Exercise objective — Give the number of lines in these entries that contain "uses", and nothing more.

BEGIN The data

PR #169, opened 2021-12-09
Support CSVs with blank lines and empty values

Dtphelan1:
# Summary

Supports ingestion of CSV's with either totally blank rows of data or rows with nothing by empty-values; in both cases those rows will be ignored. 

## New behavior

Now the CSVFileModule can ingest files with rows that meet the above criteria.

## Code changes

Some new tests

# Testing guidance

Make sure the tool still works.

### DIFF
--- a/test/modules/CSVFileModule.test.js
+++ b/test/modules/CSVFileModule.test.js
@@ -4,7 +4,6 @@ const exampleResponse = require('./fixtures/csv-response.json');
 
 const INVALID_MRN = 'INVALID MRN';
 const csvFileModule = new CSVFileModule(path.join(__dirname, './fixtures/example-csv.csv'));
-const csvFileModuleWithBOMs = new CSVFileModule(path.join(__dirname, './fixtures/example-csv-bom.csv'));
 
 
 describe('CSVFileModule', () => {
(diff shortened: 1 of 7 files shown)


test/modules/CSVFileModule.test.js
```diff
@@ -4,7 +4,6 @@ const exampleResponse = require('./fixtures/csv-response.json');
 
 const INVALID_MRN = 'INVALID MRN';
 const csvFileModule = new CSVFileModule(path.join(__dirname, './fixtures/example-csv.csv'));
-const csvFileModuleWithBOMs = new CSVFileModule(path.join(__dirname, './fixtures/example-csv-bom.csv'));
```
dmendelowitz, line 7: I think we can delete `example-csv-bom.csv` now, right? It's not used anywhere else.

dmendelowitz (changes requested):
This looks great! Just had one small comment

jafeltra:
I'm not officially reviewing this PR, but when I was looking through the code yesterday and when Dylan M mentioned the bom nightmares, I remembered there are two other places we probably need these option as well. There's the `CSVURLModule` and the function in `appUtils` that uses it for the patient ids CSV. I think we want this in both of those places as well, right?

jafeltra:
> I wonder if it would be worth it to write a wrapper function that just calls `parse()` with the right settings and use that in all three places just so we never have to worry about this again?

Ah that's a good point. I feel like that could definitely be worthwhile.

test/modules/CSVFileModule.test.js
Dtphelan1: We are still using it, just encapsulated it within the test that uses it instead of leaving it up at the top

dmendelowitz: Sorry if I'm missing something obvious but I don't see the file used anywhere in the tests. The BOM test uses `example-csv-empty-values.csv`, is that intentional? I think that file has a BOM so it is an accurate test

Dtphelan1: Definitely not intentional. Definitely a typo. Fixing now.

dmendelowitz (approved):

END The data

Exercise response — 3